# Favourite lures? ... Trolling for snapper etc



## Headland (Feb 25, 2009)

Hi all, 
1st post on AKFF. Just started trolling hard bodies over inshore reefs (Mid north coast NSW) I've had some success with a Manns 6" Deep diver (3-4m) in blue with a red head. But I've also had quite few hookups where the fish has escaped through hooks pulling or bending. I've put some stronger trebles on but they tend to foul up easily . What are some other lures you've had success with and that keep their action fairly reliably?


----------



## Barrabundy (Sep 29, 2008)

I love the photo, pretty much sums it all up doesn't it!

Third post is one of a kayak full of snapper, way to go!


----------



## ArWeTherYet (Mar 25, 2007)

I'd think I would persist in whats hanging out of that big boys mouth......nice fish!

What trebs are you using? Owner trebs are pretty good. Why not try single hooks? There good as long as you keep the pressure on.
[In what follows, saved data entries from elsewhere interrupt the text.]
PR #4505, opened 2021-03-04
Use latest Go version

miekg:
Update go.mod to 1.16 and make the workflows default to the latest
available.

### DIFF
--- a/go.mod
+++ b/go.mod
@@ -1,6 +1,6 @@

Owner and Gamakatsu make them.

My favorite lures for snapper are the Predatek Spoon Bills (very good for super slow trolling) and the Bomber Deep Long A When you want to go a little deeper and faster.


----------



## Headland (Feb 25, 2009)

Thanks Barrabundy, that day just before Christmas opened my eyes to trolling hardbodies. That snapper went 73cm and gave me some nervous moments on a little rod.
Yes I'll get a few more of the manns, they're on special in Coffs for $8 or $9 at the moment. I'll try the Predatek and Bomber too thanks AWTY.
Yes Owner 3X size 2 is what I put on but even one of them was bent this morning losing a big hard mouthed snapper. When I hooked up I had a berkeley firestick mungo on the other line which went slack of course but got slammed after just floating for a couple of minutes. Of course the line had looped around the rod tip and the 25lb braid pinged off like nothing. So double hook up excitement then nothing ...... just filthy words hanging in the air for no-one to hear! 
But ever had a floating lure hit like that?


----------



## Barrabundy (Sep 29, 2008)

I've found that singles are less prone to bending but that's just my opinion and the single I use are always heavier guage than the original trebles anyway.


----------



## Headland (Feb 25, 2009)

Would you put just one hook on each mount,or maybe a pair back to back at the tail? What style and size of hook would you put on that blue Manns say?


----------



## ArWeTherYet (Mar 25, 2007)

These are the type of hook you use. http://www.wellsystackle.com/sunshop/in ... ail&p=1013 ....Decoy make them as well.

I like 3/0's for Snapper, if you have them too big they foul up or interfere with the swimming action of the lure. Have the hook facing up in snaggy patches, and I usually have just one hook on each ring.
Its not going to catch you more fish than a treb, but you get less foul hook ups, the Snapps fight better on a single and it doesnt make a mess of them if you want to throw any back.

You could try a stronger treb like a 5x strong.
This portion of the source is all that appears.